I would Oc my Cpu but i've not got the 4200+ Athlon like i said i upgraded it to the Athlon 64 X2 6000+ 3.0Ghz and then i bought a new gpu which is a radeon 4850.Going to do another fresh wipe as i keep getting registry problems using black xp back to Home xp for me


----------



## bettz (Feb 16, 2009)

Hi i've downloaded the drivers in the process of wiping my comp but still getting BSOD coming up with Page_fault_in_nonpaged_area


----------



## Darren (Feb 16, 2009)

bettz said:


> Hi i've downloaded the drivers in the process of wiping my comp but still getting BSOD coming up with Page_fault_in_nonpaged_area



Page_fault_in_nonpaged_area isn't GPU related. That is a hard disk drive error, usually to do with an incorrect page file. In the most extreme situations it could be related to dodgy ram sticks. 

Step 1:

Start > Control Panel > system properties > advanced tab  > performance > advanced change > enable "system managed size" > ok


Step 2:

Start > Control Panel > system properties > startup and recovery > settings 
turn off "write an event to system log", turn off "automatic restarts" AND change "write debugging information" to none.



Edit:




bettz said:


> Going to do another fresh wipe as i keep getting registry problems using black xp back to Home xp for me



Black XP isn't an official version of windows, all the essential parts of XP is removed in order to bypass the product key and security. Black XP is known to sometimes having viruses, backdoors, even key loggers. I wouldn't be surprised if this was the root of your problems. If you've got a genuine version of windows home XP I would advice that you use it!


----------



## bettz (Feb 16, 2009)

Just completed a fresh install so fingers crossed everything goes ok and the crashing stops.I'm starting to regret ever changing the parts  

just wanted to say thanks for replying all the time


----------



## bettz (Feb 16, 2009)

Still no joy just getting a black screen just before login im using a genuine version of XP Home edition never had this problem before so its gotta be the Radeon 4850 or Cpu thats causing the problem??


----------



## Darren (Feb 16, 2009)

bettz said:


> Still no joy just getting a black screen just before login im using a genuine version of XP Home edition



That was quick, did you just re-install windows over the old one, or did you do a full format of the hard disk drive first?

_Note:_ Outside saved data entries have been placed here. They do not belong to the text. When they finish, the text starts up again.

PR #2450, opened 2017-07-05
[FIX] preprocess: Fix RemoveNaNClasses / Use existing HasClass

lanzagar:
##### Issue

SklLearner methods do not work on SqlTable data because of the RemoveNaNClasses preprocessor.

##### Description of changes
Use an existing (more general) implementation of the RemoveNaNClasses preprocessor - the HasClass filter.
Why do we even have both (functionality looks exactly the same)?

Before merging, we should check whether the RemoveNaNClasses preprocessor can be removed completely and HasClass filter used in its place.

##### Includes
- [X] Code changes
- [ ] Tests
- [ ] Documentation

### DIFF
--- a/Orange/preprocess/preprocess.py
+++ b/Orange/preprocess/preprocess.py
@@ -12,7 +12,7 @@ import Orange.data
 from Orange.data.filter import HasClass
 from Orange.preprocess.util import _RefuseDataInConstructor
 from Orange.statistics import distribution
-from Orange.util import Reprable, Enum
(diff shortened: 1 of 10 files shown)


Orange/preprocess/preprocess.py
```diff
@@ -197,6 +198,7 @@ def __call__(self, data):
         return data.transform(domain)
 
 
+@deprecated("Orange.data.filter.HasClas")
```
lanzagar: HasClas -> HasClass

A full hard disk format alone usually takes around 20mins atleast, then another 30mins for the installation of windows!



bettz said:


> Radeon 4850 or Cpu thats causing the problem??



100% definitely not.

Edit: 

Also double check that the ATI 4850 is connected via its 6-pin power cable  - It should be on the power supply unit (PSU) if not you need one of these adapters









And it should connect to this part of the ATI 4850


----------



## bettz (Feb 16, 2009)

Lol no im on another pc i left my pc installing Xp Home edition.


----------



## bettz (Feb 16, 2009)

Scratch that last post mate i've got a 6 pin PCI-E cable going into it at the moment just took some pics that i will upload


----------



## bettz (Feb 16, 2009)

Here's the pics managed to install some drivers on my pc but still having major trouble with blacnk screen just after xp welcome screen right before loggin


----------



## bettz (Feb 16, 2009)

Didnt even know they had numbers lol well i bought a new 2gb ram stick before xmas when i had 4 in pc wouldnt boot so i took a 512mb out and it booted so just left it.I've got one 2gb ram stick and the other 2 are 512mb

Done what you said in post 51

In device manager noticed theres a unkown device


----------



## Darren (Feb 16, 2009)

bettz said:


> Here's the pics managed to install some drivers on my pc but still having major trouble with blacnk screen just after xp welcome screen right before loggin



Two things stand out from the image.

1. ) You have a odd amount of ram sticks, people tend to use ram in pairs


2.) Why haven't you put your ram in dim 1, why did you start from dim 2?


Edit:




bettz said:


> Didnt even know they had numbers lol well i bought a new 2gb ram stick before xmas when i had 4 in pc wouldnt boot so i took a 512mb out and it booted so just left it.I've got one 2gb ram stick and the other 2 are 512mb



Bad combination, I try to avoid mixing ram brands and quantities. Theoretically it should work fine, but its best to buy the ram modules in a kit, that way you know they've come from the same product line.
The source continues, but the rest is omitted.